Let $f:(0, \infty) \rightarrow \mathbf{R}$ be a twice differentiable function. If for some $a\ne 0, \int\limits_0^1 f(\lambda x) \mathrm{d} \mathrm{\lambda}=a f(x), f(1)=1$ and $f(16)=\frac{1}{8}$, then $16-f^{\prime}\left(\frac{1}{16}\right)$ is equal to __________.

Let $$\lim _\limits{n \rightarrow \infty}\left(\frac{n}{\sqrt{n^4+1}}-\frac{2 n}{\left(n^2+1\right) \sqrt{n^4+1}}+\frac{n}{\sqrt{n^4+16}}-\frac{8 n}{\left(n^2+4\right) \sqrt{n^4+16}}\right.$$ $$\left.+\ldots+\frac{n}{\sqrt{n^4+n^4}}-\frac{2 n \cdot n^2}{\left(n^2+n^2\right) \sqrt{n^4+n^4}}\right)$$ be $$\frac{\pi}{k}$$, using only the principal values of the inverse trigonometric functions. Then $$\mathrm{k}^2$$ is equal to _________.

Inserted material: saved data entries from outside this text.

PR #3791, opened 2020-10-30
code reformats

mdvx:
from the google plugin

### DIFF
--- a/pom.xml
+++ b/pom.xml
@@ -70,17 +70,16 @@
   </issueManagement>
 
   <distributionManagement>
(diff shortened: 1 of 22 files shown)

Let $$[t]$$ denote the largest integer less than or equal to $$t$$. If $$\int_\limits0^3\left(\left[x^2\right]+\left[\frac{x^2}{2}\right]\right) \mathrm{d} x=\mathrm{a}+\mathrm{b} \sqrt{2}-\sqrt{3}-\sqrt{5}+\mathrm{c} \sqrt{6}-\sqrt{7}$$, where $$\mathrm{a}, \mathrm{b}, \mathrm{c} \in \mathbf{Z}$$, then $$\mathrm{a}+\mathrm{b}+\mathrm{c}$$ is equal to __________.

Let $$r_k=\frac{\int_0^1\left(1-x^7\right)^k d x}{\int_0^1\left(1-x^7\right)^{k+1} d x}, k \in \mathbb{N}$$. Then the value of $$\sum_\limits{k=1}^{10} \frac{1}{7\left(r_k-1\right)}$$ is equal to _________.